Start of Block

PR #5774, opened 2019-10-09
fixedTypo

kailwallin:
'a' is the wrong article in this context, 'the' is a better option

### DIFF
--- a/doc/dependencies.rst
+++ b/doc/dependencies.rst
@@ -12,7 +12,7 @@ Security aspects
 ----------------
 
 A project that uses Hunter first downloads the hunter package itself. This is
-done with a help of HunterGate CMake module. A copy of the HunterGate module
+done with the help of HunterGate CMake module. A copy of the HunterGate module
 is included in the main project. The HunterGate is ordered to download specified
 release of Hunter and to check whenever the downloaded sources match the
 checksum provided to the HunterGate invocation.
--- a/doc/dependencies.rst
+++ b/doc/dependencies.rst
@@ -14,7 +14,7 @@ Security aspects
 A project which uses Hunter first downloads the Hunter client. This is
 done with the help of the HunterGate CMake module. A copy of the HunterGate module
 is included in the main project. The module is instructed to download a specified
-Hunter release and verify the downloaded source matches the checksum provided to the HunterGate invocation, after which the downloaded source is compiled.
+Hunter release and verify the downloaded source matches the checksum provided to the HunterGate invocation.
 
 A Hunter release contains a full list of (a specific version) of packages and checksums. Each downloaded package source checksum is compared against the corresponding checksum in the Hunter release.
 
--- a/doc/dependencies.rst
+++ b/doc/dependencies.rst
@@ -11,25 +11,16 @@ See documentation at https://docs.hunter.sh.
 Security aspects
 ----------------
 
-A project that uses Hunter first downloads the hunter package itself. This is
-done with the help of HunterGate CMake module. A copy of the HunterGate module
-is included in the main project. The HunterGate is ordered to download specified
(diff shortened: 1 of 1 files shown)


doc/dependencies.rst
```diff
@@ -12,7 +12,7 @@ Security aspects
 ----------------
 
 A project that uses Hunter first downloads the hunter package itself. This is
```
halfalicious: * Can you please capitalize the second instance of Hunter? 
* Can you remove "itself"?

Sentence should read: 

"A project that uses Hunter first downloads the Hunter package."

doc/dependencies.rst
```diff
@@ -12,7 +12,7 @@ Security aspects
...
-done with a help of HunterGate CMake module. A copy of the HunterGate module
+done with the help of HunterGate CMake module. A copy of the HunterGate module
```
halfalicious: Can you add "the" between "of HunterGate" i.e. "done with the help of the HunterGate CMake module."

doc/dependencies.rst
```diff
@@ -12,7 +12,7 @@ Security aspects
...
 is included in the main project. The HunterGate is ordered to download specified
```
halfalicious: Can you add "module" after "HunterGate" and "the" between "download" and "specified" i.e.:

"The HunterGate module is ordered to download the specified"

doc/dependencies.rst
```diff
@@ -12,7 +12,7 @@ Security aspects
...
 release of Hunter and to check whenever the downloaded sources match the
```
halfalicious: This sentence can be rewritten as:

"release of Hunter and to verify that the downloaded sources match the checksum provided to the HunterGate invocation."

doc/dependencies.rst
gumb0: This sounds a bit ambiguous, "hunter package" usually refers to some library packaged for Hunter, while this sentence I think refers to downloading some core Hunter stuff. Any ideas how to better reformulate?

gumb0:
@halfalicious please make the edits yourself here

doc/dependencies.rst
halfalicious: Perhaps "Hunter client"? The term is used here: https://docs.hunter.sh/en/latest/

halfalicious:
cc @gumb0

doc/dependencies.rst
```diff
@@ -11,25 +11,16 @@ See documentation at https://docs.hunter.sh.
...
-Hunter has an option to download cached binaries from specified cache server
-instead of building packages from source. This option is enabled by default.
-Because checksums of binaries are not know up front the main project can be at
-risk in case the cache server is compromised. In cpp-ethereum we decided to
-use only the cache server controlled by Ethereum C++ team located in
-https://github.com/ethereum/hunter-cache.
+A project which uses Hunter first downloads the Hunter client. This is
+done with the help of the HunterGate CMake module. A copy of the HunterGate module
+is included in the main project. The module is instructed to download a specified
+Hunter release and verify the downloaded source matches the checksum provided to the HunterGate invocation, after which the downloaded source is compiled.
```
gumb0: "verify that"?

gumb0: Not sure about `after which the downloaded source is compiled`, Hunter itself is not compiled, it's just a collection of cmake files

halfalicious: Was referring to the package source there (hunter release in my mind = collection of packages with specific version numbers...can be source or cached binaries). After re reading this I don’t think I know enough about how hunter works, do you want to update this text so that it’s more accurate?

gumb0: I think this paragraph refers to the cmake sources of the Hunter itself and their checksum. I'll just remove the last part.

End of Block
Start of Block

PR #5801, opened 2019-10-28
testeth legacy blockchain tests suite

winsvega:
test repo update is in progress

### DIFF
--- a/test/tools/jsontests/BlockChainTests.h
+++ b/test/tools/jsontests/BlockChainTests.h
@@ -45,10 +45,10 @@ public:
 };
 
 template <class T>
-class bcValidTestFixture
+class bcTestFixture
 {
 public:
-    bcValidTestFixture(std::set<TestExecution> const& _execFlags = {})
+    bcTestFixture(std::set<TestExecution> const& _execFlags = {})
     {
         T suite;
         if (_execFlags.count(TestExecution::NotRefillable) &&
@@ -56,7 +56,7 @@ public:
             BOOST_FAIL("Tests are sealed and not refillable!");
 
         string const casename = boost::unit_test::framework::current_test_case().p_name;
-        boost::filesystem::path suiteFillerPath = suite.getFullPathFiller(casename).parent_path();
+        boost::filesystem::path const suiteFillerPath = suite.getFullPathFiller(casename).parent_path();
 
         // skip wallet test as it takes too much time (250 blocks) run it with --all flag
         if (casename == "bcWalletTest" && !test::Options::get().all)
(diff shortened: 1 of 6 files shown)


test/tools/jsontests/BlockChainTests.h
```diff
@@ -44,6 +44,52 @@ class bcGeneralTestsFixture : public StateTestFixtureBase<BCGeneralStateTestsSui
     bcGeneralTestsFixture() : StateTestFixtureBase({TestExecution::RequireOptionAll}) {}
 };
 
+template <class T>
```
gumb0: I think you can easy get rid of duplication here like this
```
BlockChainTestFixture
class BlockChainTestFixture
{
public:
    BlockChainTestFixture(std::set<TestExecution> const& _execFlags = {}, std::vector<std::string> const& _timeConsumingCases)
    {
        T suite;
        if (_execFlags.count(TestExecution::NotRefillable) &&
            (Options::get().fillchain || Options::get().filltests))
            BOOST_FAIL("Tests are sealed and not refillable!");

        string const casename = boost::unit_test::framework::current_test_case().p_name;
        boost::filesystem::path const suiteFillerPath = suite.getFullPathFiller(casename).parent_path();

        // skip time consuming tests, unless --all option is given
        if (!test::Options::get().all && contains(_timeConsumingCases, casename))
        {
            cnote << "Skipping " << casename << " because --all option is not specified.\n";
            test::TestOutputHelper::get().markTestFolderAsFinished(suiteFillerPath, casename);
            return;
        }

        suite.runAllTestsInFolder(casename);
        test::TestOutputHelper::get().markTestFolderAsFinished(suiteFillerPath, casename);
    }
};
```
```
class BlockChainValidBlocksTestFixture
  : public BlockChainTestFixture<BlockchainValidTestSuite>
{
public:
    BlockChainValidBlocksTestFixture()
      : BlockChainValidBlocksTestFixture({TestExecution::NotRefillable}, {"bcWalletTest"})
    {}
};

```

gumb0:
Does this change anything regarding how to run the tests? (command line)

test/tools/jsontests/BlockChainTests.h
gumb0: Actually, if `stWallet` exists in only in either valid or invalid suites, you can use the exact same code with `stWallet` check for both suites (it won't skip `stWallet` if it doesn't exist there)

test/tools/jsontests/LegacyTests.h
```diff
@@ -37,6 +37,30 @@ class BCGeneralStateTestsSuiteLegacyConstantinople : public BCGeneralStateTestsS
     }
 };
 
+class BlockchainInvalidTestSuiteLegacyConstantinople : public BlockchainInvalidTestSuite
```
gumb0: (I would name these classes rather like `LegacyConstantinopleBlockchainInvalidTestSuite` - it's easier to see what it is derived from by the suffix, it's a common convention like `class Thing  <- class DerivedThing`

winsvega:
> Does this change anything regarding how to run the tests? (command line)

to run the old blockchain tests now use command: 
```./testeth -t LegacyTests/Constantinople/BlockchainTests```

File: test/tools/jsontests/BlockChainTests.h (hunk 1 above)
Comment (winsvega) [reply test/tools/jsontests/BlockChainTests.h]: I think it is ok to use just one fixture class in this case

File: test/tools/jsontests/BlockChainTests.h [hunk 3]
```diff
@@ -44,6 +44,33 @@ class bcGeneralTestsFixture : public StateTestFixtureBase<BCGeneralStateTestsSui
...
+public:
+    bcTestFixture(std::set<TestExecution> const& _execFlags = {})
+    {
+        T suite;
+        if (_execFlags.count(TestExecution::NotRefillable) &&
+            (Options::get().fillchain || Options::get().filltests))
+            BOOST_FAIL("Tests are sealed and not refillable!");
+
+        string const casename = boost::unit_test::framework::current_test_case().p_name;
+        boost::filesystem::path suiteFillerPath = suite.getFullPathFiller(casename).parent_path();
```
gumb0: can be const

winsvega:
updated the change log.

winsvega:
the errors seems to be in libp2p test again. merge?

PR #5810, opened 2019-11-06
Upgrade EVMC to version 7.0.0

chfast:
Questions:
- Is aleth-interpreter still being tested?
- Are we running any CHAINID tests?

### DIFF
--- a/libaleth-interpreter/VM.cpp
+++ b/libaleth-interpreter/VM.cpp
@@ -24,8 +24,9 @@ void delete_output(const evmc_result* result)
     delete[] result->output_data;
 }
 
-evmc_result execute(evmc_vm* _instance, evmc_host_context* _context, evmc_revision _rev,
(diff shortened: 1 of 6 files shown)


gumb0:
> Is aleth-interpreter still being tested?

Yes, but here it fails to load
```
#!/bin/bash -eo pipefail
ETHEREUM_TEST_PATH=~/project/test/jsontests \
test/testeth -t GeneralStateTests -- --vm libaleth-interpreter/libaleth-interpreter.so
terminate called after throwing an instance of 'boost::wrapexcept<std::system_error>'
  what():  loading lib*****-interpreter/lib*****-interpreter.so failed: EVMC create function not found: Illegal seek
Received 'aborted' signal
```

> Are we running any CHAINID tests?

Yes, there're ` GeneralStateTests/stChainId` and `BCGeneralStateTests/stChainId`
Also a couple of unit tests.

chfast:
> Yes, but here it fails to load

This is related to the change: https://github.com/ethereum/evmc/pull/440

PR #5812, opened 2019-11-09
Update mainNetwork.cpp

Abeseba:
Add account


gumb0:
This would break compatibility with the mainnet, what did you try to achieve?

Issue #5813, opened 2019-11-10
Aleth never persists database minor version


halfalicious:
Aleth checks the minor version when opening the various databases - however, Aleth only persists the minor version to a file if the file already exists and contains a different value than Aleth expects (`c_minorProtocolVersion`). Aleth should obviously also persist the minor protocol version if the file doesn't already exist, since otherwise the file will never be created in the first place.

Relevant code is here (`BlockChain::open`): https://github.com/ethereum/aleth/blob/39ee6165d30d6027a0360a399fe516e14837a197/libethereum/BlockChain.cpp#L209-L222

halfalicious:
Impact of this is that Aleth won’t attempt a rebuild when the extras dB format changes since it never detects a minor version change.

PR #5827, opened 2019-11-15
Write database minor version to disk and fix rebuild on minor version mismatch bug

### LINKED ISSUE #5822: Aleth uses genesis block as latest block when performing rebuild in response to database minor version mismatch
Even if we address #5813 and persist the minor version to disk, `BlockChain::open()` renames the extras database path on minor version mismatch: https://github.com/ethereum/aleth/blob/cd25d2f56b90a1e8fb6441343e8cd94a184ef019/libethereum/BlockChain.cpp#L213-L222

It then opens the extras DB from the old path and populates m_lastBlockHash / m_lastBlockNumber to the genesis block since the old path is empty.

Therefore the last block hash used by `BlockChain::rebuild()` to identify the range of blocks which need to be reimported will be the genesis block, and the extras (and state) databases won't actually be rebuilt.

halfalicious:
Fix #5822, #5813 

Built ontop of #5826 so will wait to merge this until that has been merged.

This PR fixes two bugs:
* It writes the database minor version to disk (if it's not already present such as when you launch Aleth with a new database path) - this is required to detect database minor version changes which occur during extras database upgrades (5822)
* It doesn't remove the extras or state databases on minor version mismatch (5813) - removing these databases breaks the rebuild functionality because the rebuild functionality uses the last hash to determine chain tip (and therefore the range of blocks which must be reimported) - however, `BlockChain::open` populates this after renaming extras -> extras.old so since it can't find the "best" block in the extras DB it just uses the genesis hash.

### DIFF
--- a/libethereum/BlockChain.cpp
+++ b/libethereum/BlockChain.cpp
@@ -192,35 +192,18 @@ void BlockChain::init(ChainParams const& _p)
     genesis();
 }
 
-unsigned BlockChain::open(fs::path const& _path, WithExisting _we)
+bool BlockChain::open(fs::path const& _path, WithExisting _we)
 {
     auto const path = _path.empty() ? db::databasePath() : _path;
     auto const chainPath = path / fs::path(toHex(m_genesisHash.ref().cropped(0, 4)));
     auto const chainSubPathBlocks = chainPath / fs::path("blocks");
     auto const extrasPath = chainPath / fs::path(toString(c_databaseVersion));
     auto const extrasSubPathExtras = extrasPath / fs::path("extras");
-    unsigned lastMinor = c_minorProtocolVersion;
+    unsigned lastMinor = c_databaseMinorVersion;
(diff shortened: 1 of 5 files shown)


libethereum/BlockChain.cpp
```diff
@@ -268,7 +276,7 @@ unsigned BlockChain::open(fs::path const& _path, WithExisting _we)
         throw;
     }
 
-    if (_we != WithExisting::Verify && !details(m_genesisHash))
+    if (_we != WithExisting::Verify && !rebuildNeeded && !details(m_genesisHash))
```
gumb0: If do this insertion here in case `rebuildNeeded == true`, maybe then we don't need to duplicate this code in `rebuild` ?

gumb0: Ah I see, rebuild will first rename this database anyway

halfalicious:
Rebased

End of Block

▸ Work item
Return every line of the listing above that contains "bcGeneralTestsFixture".

▸ Completed exercise
@@ -44,6 +44,52 @@ class bcGeneralTestsFixture : public StateTestFixtureBase<BCGeneralStateTestsSui
     bcGeneralTestsFixture() : StateTestFixtureBase({TestExecution::RequireOptionAll}) {}
@@ -44,6 +44,33 @@ class bcGeneralTestsFixture : public StateTestFixtureBase<BCGeneralStateTestsSui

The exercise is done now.